### STUDY MATERIAL
= = = =
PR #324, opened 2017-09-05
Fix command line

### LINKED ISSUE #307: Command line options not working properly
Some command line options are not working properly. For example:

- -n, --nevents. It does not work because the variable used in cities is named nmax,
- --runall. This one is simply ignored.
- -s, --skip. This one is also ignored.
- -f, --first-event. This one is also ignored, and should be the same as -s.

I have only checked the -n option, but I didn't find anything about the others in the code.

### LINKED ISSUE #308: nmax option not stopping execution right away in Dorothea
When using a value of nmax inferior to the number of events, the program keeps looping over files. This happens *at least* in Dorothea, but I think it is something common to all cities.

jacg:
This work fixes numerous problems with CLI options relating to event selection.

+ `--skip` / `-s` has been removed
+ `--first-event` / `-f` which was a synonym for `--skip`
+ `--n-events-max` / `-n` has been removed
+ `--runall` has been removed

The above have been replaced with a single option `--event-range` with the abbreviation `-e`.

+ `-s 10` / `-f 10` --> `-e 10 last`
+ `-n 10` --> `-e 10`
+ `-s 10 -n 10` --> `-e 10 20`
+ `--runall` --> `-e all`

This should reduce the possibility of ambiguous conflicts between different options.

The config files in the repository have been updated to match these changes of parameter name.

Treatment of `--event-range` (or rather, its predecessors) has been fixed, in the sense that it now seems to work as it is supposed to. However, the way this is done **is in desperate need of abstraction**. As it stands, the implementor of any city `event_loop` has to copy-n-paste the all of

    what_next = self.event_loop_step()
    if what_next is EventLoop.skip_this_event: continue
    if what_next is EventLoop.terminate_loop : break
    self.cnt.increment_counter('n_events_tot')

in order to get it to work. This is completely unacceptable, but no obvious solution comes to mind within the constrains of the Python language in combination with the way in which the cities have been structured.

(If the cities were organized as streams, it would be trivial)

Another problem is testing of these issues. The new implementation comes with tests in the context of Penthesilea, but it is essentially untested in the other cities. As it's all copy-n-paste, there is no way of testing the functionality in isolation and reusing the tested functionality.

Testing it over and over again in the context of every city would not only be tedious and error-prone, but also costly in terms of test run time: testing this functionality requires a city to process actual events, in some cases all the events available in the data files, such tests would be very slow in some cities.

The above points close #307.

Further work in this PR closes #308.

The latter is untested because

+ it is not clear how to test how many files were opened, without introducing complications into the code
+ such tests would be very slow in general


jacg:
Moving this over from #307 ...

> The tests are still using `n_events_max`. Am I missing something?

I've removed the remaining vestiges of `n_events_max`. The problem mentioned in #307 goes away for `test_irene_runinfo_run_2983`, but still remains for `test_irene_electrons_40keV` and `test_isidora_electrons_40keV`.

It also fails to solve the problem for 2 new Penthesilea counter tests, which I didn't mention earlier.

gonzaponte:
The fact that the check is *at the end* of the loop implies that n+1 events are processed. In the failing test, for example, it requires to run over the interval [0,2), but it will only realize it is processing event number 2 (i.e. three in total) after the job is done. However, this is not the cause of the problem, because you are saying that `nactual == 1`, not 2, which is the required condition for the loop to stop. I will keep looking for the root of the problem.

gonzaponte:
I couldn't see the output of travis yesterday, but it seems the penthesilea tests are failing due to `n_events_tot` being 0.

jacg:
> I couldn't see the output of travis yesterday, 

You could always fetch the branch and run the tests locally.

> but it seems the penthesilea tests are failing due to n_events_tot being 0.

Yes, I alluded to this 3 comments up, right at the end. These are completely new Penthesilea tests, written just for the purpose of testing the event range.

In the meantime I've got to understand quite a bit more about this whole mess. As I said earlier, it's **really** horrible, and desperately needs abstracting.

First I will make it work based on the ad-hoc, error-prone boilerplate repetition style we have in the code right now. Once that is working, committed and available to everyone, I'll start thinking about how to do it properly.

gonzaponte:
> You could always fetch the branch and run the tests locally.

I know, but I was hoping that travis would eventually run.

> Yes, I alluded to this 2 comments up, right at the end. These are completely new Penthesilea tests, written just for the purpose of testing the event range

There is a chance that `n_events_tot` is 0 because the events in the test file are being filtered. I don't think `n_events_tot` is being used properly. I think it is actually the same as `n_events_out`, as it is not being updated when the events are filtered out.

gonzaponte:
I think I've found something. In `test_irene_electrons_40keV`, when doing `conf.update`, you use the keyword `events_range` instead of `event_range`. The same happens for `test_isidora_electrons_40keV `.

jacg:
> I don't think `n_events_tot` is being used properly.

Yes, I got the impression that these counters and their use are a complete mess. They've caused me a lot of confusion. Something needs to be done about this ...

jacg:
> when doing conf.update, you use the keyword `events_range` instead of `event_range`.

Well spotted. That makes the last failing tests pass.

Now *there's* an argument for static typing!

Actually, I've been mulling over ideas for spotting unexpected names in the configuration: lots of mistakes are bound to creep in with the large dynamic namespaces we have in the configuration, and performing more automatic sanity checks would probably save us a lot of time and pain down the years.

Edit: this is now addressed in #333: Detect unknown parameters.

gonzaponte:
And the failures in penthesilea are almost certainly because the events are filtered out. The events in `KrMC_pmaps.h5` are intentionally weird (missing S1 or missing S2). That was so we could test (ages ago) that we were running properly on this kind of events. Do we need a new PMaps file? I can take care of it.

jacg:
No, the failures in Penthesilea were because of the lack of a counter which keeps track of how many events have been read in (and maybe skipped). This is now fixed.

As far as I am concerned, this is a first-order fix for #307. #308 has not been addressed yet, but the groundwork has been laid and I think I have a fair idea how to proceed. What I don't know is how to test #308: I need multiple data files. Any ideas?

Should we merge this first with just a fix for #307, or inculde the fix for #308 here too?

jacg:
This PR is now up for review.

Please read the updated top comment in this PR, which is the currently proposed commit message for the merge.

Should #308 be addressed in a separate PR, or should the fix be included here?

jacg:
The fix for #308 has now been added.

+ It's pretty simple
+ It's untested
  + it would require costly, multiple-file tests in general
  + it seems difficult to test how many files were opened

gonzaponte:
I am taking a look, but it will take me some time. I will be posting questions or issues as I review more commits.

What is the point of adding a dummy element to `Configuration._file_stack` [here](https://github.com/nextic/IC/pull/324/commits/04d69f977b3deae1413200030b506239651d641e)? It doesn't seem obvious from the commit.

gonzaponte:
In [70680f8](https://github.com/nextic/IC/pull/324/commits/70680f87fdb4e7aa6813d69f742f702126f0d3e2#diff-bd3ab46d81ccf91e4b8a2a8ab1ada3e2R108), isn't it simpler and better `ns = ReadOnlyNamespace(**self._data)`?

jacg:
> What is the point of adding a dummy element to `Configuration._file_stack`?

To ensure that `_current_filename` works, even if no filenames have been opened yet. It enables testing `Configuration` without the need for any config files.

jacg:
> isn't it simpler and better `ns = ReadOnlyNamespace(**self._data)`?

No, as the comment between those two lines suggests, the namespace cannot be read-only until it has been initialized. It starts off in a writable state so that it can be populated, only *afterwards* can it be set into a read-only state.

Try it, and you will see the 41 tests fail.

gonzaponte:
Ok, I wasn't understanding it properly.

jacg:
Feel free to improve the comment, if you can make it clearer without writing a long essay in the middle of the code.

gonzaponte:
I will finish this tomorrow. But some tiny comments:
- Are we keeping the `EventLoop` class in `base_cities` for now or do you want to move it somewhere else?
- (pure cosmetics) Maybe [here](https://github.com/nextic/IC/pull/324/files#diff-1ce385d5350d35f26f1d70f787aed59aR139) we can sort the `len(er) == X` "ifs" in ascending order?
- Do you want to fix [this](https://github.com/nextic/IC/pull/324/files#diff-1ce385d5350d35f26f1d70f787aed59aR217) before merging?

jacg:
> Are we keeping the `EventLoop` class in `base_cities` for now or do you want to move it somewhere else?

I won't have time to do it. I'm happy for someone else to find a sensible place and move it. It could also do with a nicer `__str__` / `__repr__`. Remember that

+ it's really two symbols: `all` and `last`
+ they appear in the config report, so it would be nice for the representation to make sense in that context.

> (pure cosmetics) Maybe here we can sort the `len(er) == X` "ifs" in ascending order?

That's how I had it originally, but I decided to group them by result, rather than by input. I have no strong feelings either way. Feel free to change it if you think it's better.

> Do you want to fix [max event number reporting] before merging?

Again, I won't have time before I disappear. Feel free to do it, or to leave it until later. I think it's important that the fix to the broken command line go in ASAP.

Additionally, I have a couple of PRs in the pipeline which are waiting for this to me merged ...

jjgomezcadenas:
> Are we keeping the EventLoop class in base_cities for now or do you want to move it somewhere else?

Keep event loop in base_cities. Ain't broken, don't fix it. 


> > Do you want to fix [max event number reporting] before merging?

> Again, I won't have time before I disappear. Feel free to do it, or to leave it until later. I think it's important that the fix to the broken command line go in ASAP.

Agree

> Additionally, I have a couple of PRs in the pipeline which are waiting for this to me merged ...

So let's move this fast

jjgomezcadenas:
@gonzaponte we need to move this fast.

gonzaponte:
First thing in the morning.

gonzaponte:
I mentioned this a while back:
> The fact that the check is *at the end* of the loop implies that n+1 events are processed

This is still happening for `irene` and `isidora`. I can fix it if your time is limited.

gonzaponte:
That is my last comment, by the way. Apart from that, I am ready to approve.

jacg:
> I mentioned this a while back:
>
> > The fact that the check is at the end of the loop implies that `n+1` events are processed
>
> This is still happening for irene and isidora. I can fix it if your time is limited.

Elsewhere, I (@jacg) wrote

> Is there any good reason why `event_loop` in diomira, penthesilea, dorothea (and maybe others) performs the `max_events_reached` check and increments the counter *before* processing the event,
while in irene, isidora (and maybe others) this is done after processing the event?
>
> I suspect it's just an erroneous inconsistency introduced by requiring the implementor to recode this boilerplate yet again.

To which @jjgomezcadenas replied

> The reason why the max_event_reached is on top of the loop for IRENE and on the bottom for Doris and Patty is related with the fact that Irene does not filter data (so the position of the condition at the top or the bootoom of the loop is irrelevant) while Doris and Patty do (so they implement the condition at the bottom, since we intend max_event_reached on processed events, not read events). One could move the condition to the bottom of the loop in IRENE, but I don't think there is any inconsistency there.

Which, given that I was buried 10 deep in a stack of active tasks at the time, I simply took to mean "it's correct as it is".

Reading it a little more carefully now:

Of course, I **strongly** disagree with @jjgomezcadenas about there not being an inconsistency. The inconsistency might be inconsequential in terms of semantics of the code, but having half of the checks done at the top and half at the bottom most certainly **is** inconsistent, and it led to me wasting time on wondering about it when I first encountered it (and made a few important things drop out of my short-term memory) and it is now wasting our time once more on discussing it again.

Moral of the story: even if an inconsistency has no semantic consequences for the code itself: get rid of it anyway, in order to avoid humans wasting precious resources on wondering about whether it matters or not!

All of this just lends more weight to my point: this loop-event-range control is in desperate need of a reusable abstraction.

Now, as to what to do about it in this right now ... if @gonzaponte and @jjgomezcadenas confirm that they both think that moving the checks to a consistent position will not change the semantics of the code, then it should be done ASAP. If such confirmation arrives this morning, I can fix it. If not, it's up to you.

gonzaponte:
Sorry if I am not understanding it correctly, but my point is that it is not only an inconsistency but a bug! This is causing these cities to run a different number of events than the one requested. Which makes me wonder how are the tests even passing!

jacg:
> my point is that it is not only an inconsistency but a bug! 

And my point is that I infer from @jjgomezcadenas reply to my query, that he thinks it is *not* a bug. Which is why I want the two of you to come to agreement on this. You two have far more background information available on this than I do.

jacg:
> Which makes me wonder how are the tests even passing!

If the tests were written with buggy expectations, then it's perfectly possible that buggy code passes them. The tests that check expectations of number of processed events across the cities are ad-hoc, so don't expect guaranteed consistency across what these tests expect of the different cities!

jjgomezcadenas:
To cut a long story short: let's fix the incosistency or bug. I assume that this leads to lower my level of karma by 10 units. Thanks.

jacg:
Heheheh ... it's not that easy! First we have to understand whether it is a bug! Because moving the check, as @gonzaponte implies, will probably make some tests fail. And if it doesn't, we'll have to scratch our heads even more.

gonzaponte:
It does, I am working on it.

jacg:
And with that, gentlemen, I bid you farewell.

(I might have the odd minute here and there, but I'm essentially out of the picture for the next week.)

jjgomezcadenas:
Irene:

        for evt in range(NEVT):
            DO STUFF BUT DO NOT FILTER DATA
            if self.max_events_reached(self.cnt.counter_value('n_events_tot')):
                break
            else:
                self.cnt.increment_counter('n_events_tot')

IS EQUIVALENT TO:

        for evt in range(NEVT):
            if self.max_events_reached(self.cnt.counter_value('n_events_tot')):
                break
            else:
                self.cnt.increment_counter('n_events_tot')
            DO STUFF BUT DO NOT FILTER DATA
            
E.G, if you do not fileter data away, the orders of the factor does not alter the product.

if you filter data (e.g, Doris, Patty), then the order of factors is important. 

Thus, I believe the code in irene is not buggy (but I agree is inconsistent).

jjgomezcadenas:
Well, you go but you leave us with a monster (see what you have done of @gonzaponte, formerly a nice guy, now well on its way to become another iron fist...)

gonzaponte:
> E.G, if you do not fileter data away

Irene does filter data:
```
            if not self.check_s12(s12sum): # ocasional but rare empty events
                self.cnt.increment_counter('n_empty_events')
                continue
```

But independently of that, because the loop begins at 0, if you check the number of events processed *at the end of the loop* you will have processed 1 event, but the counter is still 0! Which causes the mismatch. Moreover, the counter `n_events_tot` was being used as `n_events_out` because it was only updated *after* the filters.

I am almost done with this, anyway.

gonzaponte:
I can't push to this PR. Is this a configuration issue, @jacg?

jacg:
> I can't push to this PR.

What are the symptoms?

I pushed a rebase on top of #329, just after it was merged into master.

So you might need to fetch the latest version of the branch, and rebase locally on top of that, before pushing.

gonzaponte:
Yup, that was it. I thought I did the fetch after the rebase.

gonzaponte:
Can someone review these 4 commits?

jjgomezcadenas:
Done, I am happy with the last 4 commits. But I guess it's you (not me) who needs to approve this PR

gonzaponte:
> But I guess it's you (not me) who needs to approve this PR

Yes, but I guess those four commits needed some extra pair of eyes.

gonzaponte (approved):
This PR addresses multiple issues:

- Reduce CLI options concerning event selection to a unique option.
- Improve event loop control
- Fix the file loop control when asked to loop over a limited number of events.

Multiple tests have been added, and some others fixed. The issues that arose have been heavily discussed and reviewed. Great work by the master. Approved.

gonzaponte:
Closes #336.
= = = =
### AIM OF THE TASK
In the answer, the lines from the first line of the data above through the line containing "- -s, --skip. This one is also ignored." must appear exactly as written, with nothing else.

### TASK RESPONSE
PR #324, opened 2017-09-05
Fix command line

### LINKED ISSUE #307: Command line options not working properly
Some command line options are not working properly. For example:

- -n, --nevents. It does not work because the variable used in cities is named nmax,
- --runall. This one is simply ignored.
- -s, --skip. This one is also ignored.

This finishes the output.